## Available data
=-=-=-=-=

PR #282, opened 2026-09-10
PL/Perl (6X): backport tied-array / array hardening fixes (non-CVE follow-ups)

adam8157:
Backport four upstream PL/Perl hardening fixes that WHPG is missing. None
carries a `Security:` trailer upstream, so these are hardening follow-ups
rather than CVEs, but each lets a trusted-`plperlu` (and in one case a
scalar-only) function crash the backend, and all four sit on the call chain
of the code the recent CVE-2026-14670 backport touches. Raised by Wen Lin in
review of the 6X CVE PR (#276).

## Summary

- `900a8d526ff` — array_to_datum_internal() accepted non-rectangular input
  such as `[1, []]`, so makeMdArrayResult() was handed fewer Datums than the
  claimed dimensionality (wild pointer dereference / SIGSEGV). Adds the
  symmetric "array after a scalar" check and rejects a sub-array whose depth
  was never established as a dimension.
- `e520ad34b48` — get_perl_array_ref() dereferenced hv_fetch_string(hv,
  "array") without a NULL check; a forged `PostgreSQL::InServer::ARRAY`
  object with no `array` key crashed the backend. Now falls through to the
  existing error.
- `ede3188e118` — the SETOF-arrayref loop in plperl_func_handler() walked
  av_fetch() until NULL, which never terminates for a tied array. Now reads
  the length once and iterates a bounded number of times; also caps
  array lengths against integer overflow.
- `ec24237a40c` — a tied container can hand back a genuinely NULL `SV *`,
  not the usual pointer to an undef SV, and we did not check for it. Guards
  `get_perl_array_ref()`, treating a NULL pointer like a `!SvOK` one. This
  is the last difference between this branch's `get_perl_array_ref()` and
  the upstream one.

`e520` and `ec24` are clean `cherry-pick -x` picks (for `ec24`, only the
`src/pl/plperl/plperl.c` hunk; the upstream `contrib/hstore_plperl` and
`contrib/jsonb_plperl` hunks are dropped because neither module exists on
this branch). `900a` and `ede3` are hand-adapted to 9.4, with author and
`-x` provenance preserved and the adaptation spelled out in each commit:

- 9.4's array_to_datum_internal() threads the ArrayBuildState by return
  value instead of the `**astatep` pointer upstream introduced, so only
  `900a`'s two security checks are ported from its C changes. Its
  regression tests are taken verbatim — they apply unchanged and produce
  identical output on 9.4.
- `av_count()` does not exist on this Perl/ppport (3.19), so `ede3`'s new
  `av_count_limit()` helper is built on `av_len()`, which returns the top
  index. That index is compared against `MaxArraySize` *before* one is
  added to it, so neither the addition nor the narrowing to `int` can
  overflow. Upstream's `contrib/jsonb_plperl` hunk is dropped for the same
  reason as above.

## Background

The 6X CVE-2026-14670 backport (#276) hardened plperl against tied containers
but did not pull in these neighbours. `ede3188e118` in particular is the same
tied-array root cause, landed one week after that CVE, and `ec24237a40c`
followed it one day later. #276 has since merged, and this branch is rebased
onto the current `WHPG_6X_STABLE` tip, so the combined shape of
`array_to_datum_internal()` (#276's single length read plus these checks) is
what is tested below.

## Test plan

- [x] `src/pl/plperl` installcheck 12/12 on a 6X gpdemo cluster
      (`--with-perl`), on top of the merged #276
- [x] upstream's `900a8d526ff` regression tests (`[[], [1]]`, `[[], 1]`,
      `[1, []]`, `[[1], [[]]]` rejected; `[['a'], ['b'], ['c']]` and
      `[[], []]` still accepted) pass unmodified
- [x] a forged `PostgreSQL::InServer::ARRAY` object and non-rectangular
      `[1, []]` are both rejected cleanly, segment stays up
- [x] a tied array returned by a SETOF `plperlu` function iterates a bounded
      number of times instead of looping
- [x] `av_count_limit()` boundaries: `[]` converts to `{}` and `[42]` to
      `{42}`

Jira: PTT-1778


linwen (changes requested):
Thanks — the 9.4 adaptations are sound and the adaptation notes are accurate. 
Requesting changes for two items; the rest are suggestions.

## Before merge

**1. Add the one-line NULL guard from upstream `ec24237a40c`.** Upstream followed `ede3188e118` one day later with "Defend against null "SV *" pointers in plperl modules" (Tom Lane, 2026-08-18): tied containers can hand back a genuinely NULL `SV *` from `hv_iternext()`/`av_fetch()`, and `get_perl_array_ref()` currently passes that straight into `SvOK()`:

```c
-     if (SvOK(sv) && SvROK(sv))
+     if (sv && SvOK(sv) && SvROK(sv))
```

Same tied-container root cause as this PR, in a function this PR already touches. Please add it as a fourth `cherry-pick -x` commit so it keeps its own upstream provenance, with an adaptation note that the commit's `contrib/jsonb_plperl` and `contrib/hstore_plperl` hunks do not apply because neither module exists on this branch.

**2. Port upstream `900a8d526ff`'s regression tests along with `3484c986002`.** The commit currently changes only `plperl.c`; the only new automated coverage in the PR is the forged-object case, so nothing guards the two dimensionality checks against regressing. Upstream's cases (`[[], [1]]`, `[[], 1]`, `[1, []]`, `[[1], [[]]]`, plus the valid `[['a'], ['b'], ['c']]` and `[[], []]`) apply to this branch's `plperl_array.sql`/`.out` with `git apply --check` returning clean, and the error text is identical on 9.4.

## Suggestions (non-blocking)

- **`av_count_limit()`: check before adding.** `SSize_t cnt = av_len(av) + 1;` performs the add before the cap. This branch builds with `-fwrapv`, so an `SSize_t`-max `av_len()` would wrap negative and be clamped to 0 rather than misbehave — but the array would then be treated as empty instead of raising the `MaxArraySize` error, and the commit message's "capped at MaxArraySize before being narrowed" doesn't quite describe that. Checking the top index first is cleaner:

  ```c
  SSize_t             len = av_len(av);

  if (len < 0)
      return 0;
  if ((Size) len >= MaxArraySize)
      ereport(ERROR, …);
  return (int) (len + 1);
  ```

- **`341fd71a13e` adaptation note:** `ede3188e118` itself also tosonb_plperl.c`; please mention that hunk was dropped because themodule is absent on this branch (and update the wording if you take the `av_count_limit()` change above).                                                    
- **Rebase onto current `WHPG_6X_STABLE`.** The branch is four commits behind (the palloc_array series). Replaying the three commits onto the current tip is clean and yields the same tree as a three-way merge, so this is h fix. Combining with #276 is clean in either landing order.

- Once both this PR and #276 have landed, please run `src/pl/plpethe combined `array_to_datum_internal()` (#276's single lengthread plus these checks) is a shape neither PR's CI has exercised, since the PR pipeline runs `installcheck-good` without `src/pl`.

linwen (approved):
looks good to me.

PR #283, opened 2026-09-10
cdbdisp_query unit test: set the outer user id so the cassert build can run it

adam8157:
**Summary**
`test__CdbDispatchPlan_may_be_interrupted` only set the session user id; `buildGpQueryString()` also calls `GetOuterUserId()`, which asserts the id is valid, so under `--enable-cassert` the test died there before the query reached libpq and cmockery then reported an unexpected `pqPutMsgStart` from the abort path. Derive the outer user id from the session user (SET ROLE NONE semantics) after building the GUC table, since the setter also writes `is_superuser`.

**Background**
Non-assert builds return InvalidOid and pass, and the RPM `unittest-check` is a non-assert build, so CI never saw it. Found while adding dispatcher tests for the ppc64le work; independent of it.

**Test plan**
- `make -C src/backend/cdb/dispatcher/test check` with `--enable-cassert`: 3/3 PASSED (was 2/3 on main)
- Same in the RPM-equivalent non-assert configuration: 3/3 PASSED before and after

### DIFF
--- a/src/backend/cdb/dispatcher/test/cdbdisp_query_test.c
+++ b/src/backend/cdb/dispatcher/test/cdbdisp_query_test.c
@@ -6,6 +6,7 @@
 
 #include "storage/ipc.h"
 #include "storage/proc.h"
+#include "utils/guc_tables.h"
 
 #include "../cdbdisp_query.c"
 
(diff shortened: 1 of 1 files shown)


linwen (approved):
looks good to me.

=-=-=-=-=

## What you should do
Lines containing the word "hunks" must all be returned from the material above.

## Task solution
`contrib/jsonb_plperl` hunks are dropped because neither module exists on
Same tied-container root cause as this PR, in a function this PR already touches. Please add it as a fourth `cherry-pick -x` commit so it keeps its own upstream provenance, with an adaptation note that the commit's `contrib/jsonb_plperl` and `contrib/hstore_plperl` hunks do not apply because neither module exists on this branch.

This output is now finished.